WHAT THE EXERCISE ASKS:
Copy out each line of the listing below in which the string "issues" occurs.

EXTRACTED INFORMATION below:

PR #749, opened 2020-04-04
walk: convert gazelle:exclude to a doublestar.Match pattern

### LINKED ISSUE #750: walk: exclude directive should support globs
It should be possible to exclude all files matching a glob pattern, as defined by [`path.Match`](https://pkg.go.dev/path?tab=doc#Match).

This would make it possible to exclude files matching a given extension. The syntax should be familiar and intuitive.

```
# gazelle:exclude *.pb.go
# gazelle:exclude *_windows[._]*
```

kalbasit:
To make editors happy we generate the equivalent `.pb.go` for all `go_proto_library` targets, the `.gen.go` for all `go_embed_data` and then create a symbolic link to those files from Bazel's sandbox back to the source code. I'm pretty that's not the best approach, but it has worked for months. However, there's an issue with Gazelle where it tries to add these files to the target. It happens randomly as most of the time it ignores them, but I've noticed it happens mostly if the symlink got broken (bazel clean or other reason).

This pull request allows us to ignore files based on [path.Match](https://pkg.go.dev/path?tab=doc#Match) pattern relative location in the repository.

closes #750

### DIFF
--- a/walk/config.go
+++ b/walk/config.go
@@ -51,8 +51,11 @@ func (wc *walkConfig) isExcluded(rel, base string) bool {
 	for _, x := range wc.excludes {
 		matched, err := doublestar.Match(x, f)
 		if err != nil {
-			log.Printf("error running doublestar.PathMatch(%q, %q): %s", x, f, err)
-			continue
+			// doublestar.Match returns only one possible error, and only if the
+			// pattern is not valid. During the configuration of the walker (see
+			// Configure below), we discard any invalid pattern and thus an error
+			// here should not be possible.
+			log.Panicf("error during doublestar.Match. This should not happen, please file an issue https://github.com/bazelbuild/bazel-gazelle/issues/new: %s", err)
 		}
 		if matched {
 			return true
@@ -75,7 +78,7 @@ func (_ *Configurer) KnownDirectives() []string {
 	return []string{"exclude", "follow", "ignore"}
 }
 
-func (_ *Configurer) Configure(c *config.Config, rel string, f *rule.File) {
+func (cr *Configurer) Configure(c *config.Config, rel string, f *rule.File) {
 	wc := getWalkConfig(c)
 	wcCopy := &walkConfig{}
 	*wcCopy = *wc
@@ -85,6 +88,10 @@ func (_ *Configurer) Configure(c *config.Config, rel string, f *rule.File) {
 		for _, d := range f.Directives {
 			switch d.Key {
 			case "exclude":
+				if err := checkPathMatchPattern(path.Join(rel, d.Value)); err != nil {
+					log.Printf("the exclusion pattern is not valid %q: %s", path.Join(rel, d.Value), err)
+					continue
+				}
 				wcCopy.excludes = append(wcCopy.excludes, path.Join(rel, d.Value))
 			case "follow":
 				wcCopy.follow = append(wcCopy.follow, path.Join(rel, d.Value))
@@ -95,4 +102,9 @@ func (_ *Configurer) Configure(c *config.Config, rel string, f *rule.File) {
 	}
 
 	c.Exts[walkName] = wcCopy
+}
+
+func checkPathMatchPattern(pattern string) error {
+	_, err := doublestar.Match(pattern, "x")
+	return err
 }
--- a/walk/config.go
+++ b/walk/config.go
@@ -69,7 +69,7 @@ type Configurer struct{}
 func (_ *Configurer) RegisterFlags(fs *flag.FlagSet, cmd string, c *config.Config) {
 	wc := &walkConfig{}
 	c.Exts[walkName] = wc
-	fs.Var(&gzflag.MultiFlag{Values: &wc.excludes}, "exclude", "path.Match pattern that should be ignored (may be repeated)")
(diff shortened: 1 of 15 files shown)


jayconrod:
I've been thinking about this, too, but I'd rather Gazelle excluded files based on glob patterns than just extensions. Glob patterns are more powerful, and [`path.Match`](https://pkg.go.dev/path?tab=doc#Match) already handles them natively.

I've opened #750 to track this.

Please also add a test and update documentation for `# gazelle:exclude`.

kalbasit:
Oh, interesting. Yes, I like your approach better. I'll get back to you today with the updated pull request. Thanks @jayconrod!

kalbasit:
@jayconrod `path.Match` does not support `**` globbing.

For instance, Consider the glob pattern `**/*.pb.go` it matches `a/b.pb.go` but does not match `a.pb.go` nor `a/b/c.pb.go`
Simlarly the pattern `*.pb.go` matches only `a.pb.go` but does not matches anything sub-directory.

There's an open issue about this: https://github.com/golang/go/issues/11862

At this point, I'm going to look for a third-party library such as https://github.com/bmatcuk/doublestar

P.S: Are you active on Slack's BazelBuild? I PM'd you there.

kalbasit:
@jayconrod https://github.com/bmatcuk/doublestar is working well. Please take another look.

jayconrod:
> P.S: Are you active on Slack's BazelBuild? I PM'd you there.

I hang out on the Gophers Slack but not the Bazel Slack. I watch the #modules and #bazel channels.

I should probably keep a closer eye on the Bazel Slack, but my laptop only has so much RAM :P

kalbasit:
> I'm pretty hesitant to add a new dependency for this. Could you say why `doublestar` is needed specifically? I'd prefer to use `path.Match` if we can.

Of course.

The stdlib function `path.Match` does not currently support the `**` syntax (globstar) when globbing as explained in [this issue](https://github.com/golang/go/issues/11862). Say you want to ignore `a/b/c.pb.go`, and `root.pb.go` files.
- With globstar enabled, you can ignore `**/*.pb.go` and it will match both files.
- Without globstarr, and using the stdlib `path.Match`, you'll have to add two ignores: `*.pb.go` and `a/b/*.pb.go` (or `*/*/*.pb.go`).

Essentially, what the problem is that none of the terms that are supported by [path.Match](https://pkg.go.dev/path?tab=doc#Match) match a path separator (aka `/`) so you have to write a match for every sub-directory level you have.

> > P.S: Are you active on Slack's BazelBuild? I PM'd you there.
> 
> I hang out on the Gophers Slack but not the Bazel Slack. I watch the #modules and #bazel channels.
> 
> I should probably keep a closer eye on the Bazel Slack, but my laptop only has so much RAM :P

:rofl: I hear you!

Alright, I'll catch up with you on the Gopher Slack then.

walk/config.go
```diff
@@ -46,7 +49,12 @@ func (wc *walkConfig) isExcluded(rel, base string) bool {
 	}
 	f := path.Join(rel, base)
 	for _, x := range wc.excludes {
-		if f == x {
+		matched, err := doublestar.Match(x, f)
+		if err != nil {
```
jayconrod, line 53: This could get very chatty if there are a lot of files. Let's instead check for an error in `walk.Config.Configure` when we first read the pattern by calling `doublestar.Match` with a dummy file. Then we can ignore the error here.

walk/config.go
```diff
@@ -58,7 +66,7 @@ type Configurer struct{}
 func (_ *Configurer) RegisterFlags(fs *flag.FlagSet, cmd string, c *config.Config) {
 	wc := &walkConfig{}
 	c.Exts[walkName] = wc
-	fs.Var(&gzflag.MultiFlag{Values: &wc.excludes}, "exclude", "Path to file or directory that should be ignored (may be repeated)")
+	fs.Var(&gzflag.MultiFlag{Values: &wc.excludes}, "exclude", "path.Match pattern that should be ignored (may be repeated)")
```
jayconrod, line 69: Let's say `"pattern that should be ignored ...` without naming the specific implementation.

walk/walk_test.go
```diff
@@ -166,22 +166,31 @@ func TestExcludeFiles(t *testing.T) {
 		{
 			Path: "BUILD.bazel",
 			Content: `
+# gazelle:exclude **/*.pb.go
+# gazelle:exclude *.gen.go
```
jayconrod, line 170: Let's also test a directory.

```
# gazelle:exclude a/**/b
```

Should exclude `a/b/bad`, and `a/x/b/bad`.

kalbasit: done

walk/config.go
kalbasit: done

walk/config.go
kalbasit: I've addressed this by checking the validity of the pattern during the configure phase. I've noticed also that some invalid patterns do not trigger an error with some strings but do so with other strings. I'm not sure what the best course of action here, but I ended up replacing this log with a panic so the user can file a bug with us if the checking failed.

PR #1008, opened 2021-03-09
Correctly propagate runfiles from gazelle_bin to gazelle

HALtheWise:
**What type of PR is this?**

Bug fix

**What package or component does this PR mostly affect?**

wrapper script

**What does this PR do? Why is it needed?**

#911 previously attempted to fix #827, but did not actually do so.

In particular, the runfiles for the gazelle_bin were correctly collecting transitive runfiles for the language plugins, but the runfiles for the gazelle wrapper script were not correctly aggregating them

This small fix repairs that by merging the runfiles from the binary into the wrapper script.

**Which issues(s) does this PR fix?**

Fixes #827

**Other notes for review**

PR #1094, opened 2021-08-19
Correctly propagate runfiles from data dependencies to gazelle

alexeagle:
This is a followup to #1008 which fixed this problem for the
gazelle_binary but not for the data attribute of the gazelle rule.

**What type of PR is this?**

Bug fix

cmd/gazelle

We are working on a python extension, where the gazelle binary will have a py_binary in its data deps.
Without this fix, the runfiles of that py_binary are absent at runtime and gazelle fails like
FileNotFoundError: [Errno 2] No such file or directory: '/home/alexeagle/.cache/bazel/_bazel_alexeagle/cdec52671ea8b1684766cfc23dcfc4be/execroot/rules_python/bazel-out/k8-fastbuild/bin/gazelle/g.runfiles/bazel_tools/tools/python/py3wrapper.sh'

### DIFF
--- a/def.bzl
+++ b/def.bzl
@@ -74,9 +74,11 @@ def _gazelle_runner_impl(ctx):
     runfiles = ctx.runfiles(files = [
         ctx.executable.gazelle,
         go_tool,
-    ] + ctx.files.data).merge(
+    ]).merge(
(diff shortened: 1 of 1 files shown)


achew22 (approved):

achew22:
@alexeagle thanks for the contribution!

PR #1095, opened 2021-08-19
Merge the private attribute

alexeagle:
**What type of PR is this?**

Bug fix

cmd/gazelle

Currently the `private` attribute isn't copied.

Fixes #

**Other notes for review**

### DIFF
--- a/rule/BUILD.bazel
+++ b/rule/BUILD.bazel
@@ -26,6 +26,7 @@ go_test(
     name = "rule_test",
     srcs = [
         "directives_test.go",
+        "merge_test.go",
         "rule_test.go",
         "value_test.go",
     ],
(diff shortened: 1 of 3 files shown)


alexeagle:
/fyi @f0rmiga I'll need some help here filling in the template, I'm not sure how this bug manifests. The test failure it fixes isn't very clear what `private` is.

achew22:
I'm also a little confused about what this is fixing. Is there any way we could pull together a quick testcase of this so we don't regress in the future?

f0rmiga:
We are currently using a private attribute to assign a UUID to the `py_library` target. Any `py_test` and `py_binary` in the same Bazel package will then "import" this UUID, which gets resolved later in the `Resolve` method.

The private attribute gets passed around when it's first generated but on subsequent runs, after the target is already generated, the private attributes are purged. This patch allows the private attributes to stay in the targets during the resolution stage.

achew22:
Generally speaking I prefer to have some level of testing to prevent regressions. Could we add a test to prevent this backsliding?

f0rmiga:
@achew22 any chance we could have this so we don't need to patch Gazelle from rules_python?

PR #1101, opened 2021-09-10
use forward slashes during embed discovery

tgolsson:
**What type of PR is this?**

Bug fix.

`language/go`

On Windows, `//go:embed` directives with a folder (e.g. `foo/*.ext`) will not generate any `embedsrcs` due to using `\\` path separators during directory walks instead of `/` which is expected when matching paths.

This PR converts those double slashes during traversal, and forwards the fixed path to the later steps. This fixed our issues when compiling [this embed directive](https://github.com/cloudspannerecosystem/yo/blob/master/v2/module/builtin/module.go#L31).

No relevant issue (e.g., subdirectory embeds on Windows) found.

### DIFF
--- a/language/go/embed.go
+++ b/language/go/embed.go
@@ -170,11 +170,12 @@ func (er *embedResolver) resolve(embed fileEmbed) (list []string, err error) {
 	// would not include "a/.e".
 	var visit func(*embeddableNode, bool)
 	visit = func(f *embeddableNode, add bool) {
-		match, _ := path.Match(embed.path, f.path)
+		convertedPath := filepath.ToSlash(f.path)
+		match, _ := path.Match(embed.path, convertedPath)
 		add = match || (add && !f.isHidden())
 		if !f.isDir() {
 			if add {
-				list = append(list, f.path)
+				list = append(list, convertedPath)
 			}
 			return
 		}


achew22:
Thanks so much for helping out!

To prevent regressing, all changes to the repo must be accommodated by test cases that fail before and pass after the patch is applied. Do you think you could add a test to confirm the functionality you're looking for here?

tgolsson:
@achew22 Yes, it looks like I should be able to setup an extra target under `language/go/testdata` to validate it from `generate_test.go`. I'll look into it during the week.

tgolsson:
@achew22 There *is* a test already, `language/go/testdata/embedsrcs` -- I can't see any commits that should affect this in the last few months (we were pinned to master as of 2021-06-18, d038863ba2e096792c6bb6afca31f6514f1aeecd) and the test content has commit-date of 2021-03-08. So I'm slightly confused as to why this breaks in our Windows builds but bazel-gazelle tests pass.

tgolsson:
@achew22 Please see my latest commit. The tests don't run at all on Windows -- adding a panic to test_generate.go breaks on all other platforms. We don't need a new test -- we need to fix the test system (as this'd have been caught by the original test as far as I can tell). :-)

robfig:
It sounds like this specific test is skipped on windows due to testdata directories not being linked into runfiles? That seems like a pretty significant functionality gap.. @jayconrod any idea what the latest state here is?

```
func TestGenerateRules(t *testing.T) {
	if runtime.GOOS == "windows" {
		// TODO(jayconrod): set up testdata directory on windows before running test
		if _, err := os.Stat("testdata"); os.IsNotExist(err) {
			t.Skip("testdata missing on windows due to lack of symbolic links")
		} else if err != nil {
			t.Fatal(err)
		}
	}
```

robfig:
OK, well it sounds like there's nothing too actionable right now to improve the Windows build. If you remove the panic, I think this is fine to merge.

tgolsson:
Sure, will try to update the PR before end of week, had my hands full recently!

PR #1107, opened 2021-09-22
Escape vars in cgo flags with an extra $

### LINKED ISSUE #1106: Gazelle emitting single `$` in strings subject to Make variable substitution

v0.23.0

v0.24.0

4.2.1

Yes

Linux, x86_64

### What did you do?

When upgrading to `rules_go` v0.24.0, the make variable substitution added in https://github.com/bazelbuild/rules_go/pull/2865 caused `clinkopts` to be flagged as incorrect if they used a single `$` in them.

If I change it to `$$`, `gazelle` removes the second `$`.

`gazelle` should expect the behavior that `rules_go` now enforces and do the same.

### What did you see instead?
`gazelle` removes the second `$` required by `rules_go`

dierksen:
**What type of PR is this?**

Bug fix

language/go

`gazelle` and `rules_go` are currently in conflict with the use of `$`-escaped variables in cgo flags. This PR should resolve the discrepancy.

Fixes #1106 

**Other notes for review**

### DIFF
--- a/language/go/generate.go
+++ b/language/go/generate.go
@@ -825,5 +825,7 @@ func escapeOption(opt string) string {
 		"\t", "\\\t",
 		"\n", "\\\n",
 		"\r", "\\\r",
+		"$(", "$(",
+		"$", "$$",
 	).Replace(opt)
 }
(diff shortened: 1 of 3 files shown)


robfig:
Thank you!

End of EXTRACTED INFORMATION.

EXPECTED ANSWER:
+			log.Panicf("error during doublestar.Match. This should not happen, please file an issue https://github.com/bazelbuild/bazel-gazelle/issues/new: %s", err)
There's an open issue about this: https://github.com/golang/go/issues/11862
The stdlib function `path.Match` does not currently support the `**` syntax (globstar) when globbing as explained in [this issue](https://github.com/golang/go/issues/11862). Say you want to ignore `a/b/c.pb.go`, and `root.pb.go` files.
**Which issues(s) does this PR fix?**
This PR converts those double slashes during traversal, and forwards the fixed path to the later steps. This fixed our issues when compiling [this embed directive](https://github.com/cloudspannerecosystem/yo/blob/master/v2/module/builtin/module.go#L31).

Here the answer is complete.